When we created the component template mapping for the field, we set the 'ignore malformed' to true under the 'advanced settings' in Kibana. Whenever we loaded data into the index it automatically used the old tree structure. This must be a bug as you would not expect setting one of the advanced settings would set the tree type.

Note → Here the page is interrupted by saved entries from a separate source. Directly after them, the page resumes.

PR #499, opened 2026-07-24
Cap cbor2 below 6.0.0 (fixes issue 498)

pmcorcoran:
cbor2 6.0.0 removed `CBORDecodeValueError` as a backward-incompatible change. 
cbor2pure 5.8.0 still imports that name, so a clean `pip install pycardano` 
resolves cbor2 to 6.1.3 and `import pycardano` raises ImportError immediately.

This isn't visible in CI because poetry.lock pins cbor2 5.8.0 and uv.lock pins 5.9.0,
and CI installs from the lock. Only users installing from PyPI hit it, which is
users following the README.

Lock files are regenerated for the content-hash only. No resolved versions change,
since 5.8.0/5.9.0 already satisfy the new constraint.

This caps the constraint rather than migrating to cbor2 6.x, which is a larger
effort spanning two packages: cbor2pure re-exports `CBORDecodeValueError` (removed
in 6.0) across several modules, and pycardano's own serialization.py imports
`FrozenDict` (renamed to `frozendict` in 6.0) and uses it as a type elsewhere.
Until both are migrated, capping keeps `pip install pycardano` working.


cffls:
Thanks @pmcorcoran ! Looks like the build failed because poetry.lock is outdated, but looks like `poetry lock` should fix it?

PR #500, opened 2026-08-31
Restrict cbor2

nielstron:
Supercedes #499


cffls (approved):

cffls:
This won't be needed if we merge https://github.com/Python-Cardano/pycardano/pull/503 directly, right?

nielstron:
Yes that should be correct

PR #503, opened 2026-08-31
Support cbor2 6

nielstron:
Depends on #502 (`fix/ci-pytest-command`). That PR should be merged first; once it lands in `main`, this PR will contain only the cbor2 6 changes.

## Summary

- require cbor2 6 or newer and Python 3.10 or newer (cbor2 6 requires at least 3.10)
- adapt serialization and CIP-8 decoding to the cbor2 6 public API
- preserve definite and indefinite CBOR array shapes for byte-exact Cardano transaction and datum round trips
- update dependency locks, CI versions, documentation, and tests


Cerkoryn:
CBOR compatibility is an obstacle to simplifying dependencies in our defi-kernel trading engine: we currently pin cbor2 below 6 with a pure-Python build, and Dendrite pins PyCardano 0.18.0. We’re interested in this work landing with byte-exact transaction/datum preservation and a clear supported-version path; we’ll track this thread rather than open a duplicate.

cffls (approved):
Thanks, this is huge! Looks like it is backward incompatible, should be released with a major version bump I guess.

nielstron:
Yes should neither introduce new behavior nor break old behavior.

I was able to replicate the behavior with a new mapping and index.
Since we wanted to keep the 'ignore malformed' option, I recreated the mapping by loading the json with:
"shape": {
"type": "geo_shape",
"ignore_malformed": true,
}
This preserved our option, and when we loaded data to the index, it was using the default tree. We were able to confirm this by running our previous searches which were now highly accurate (inches, if not more).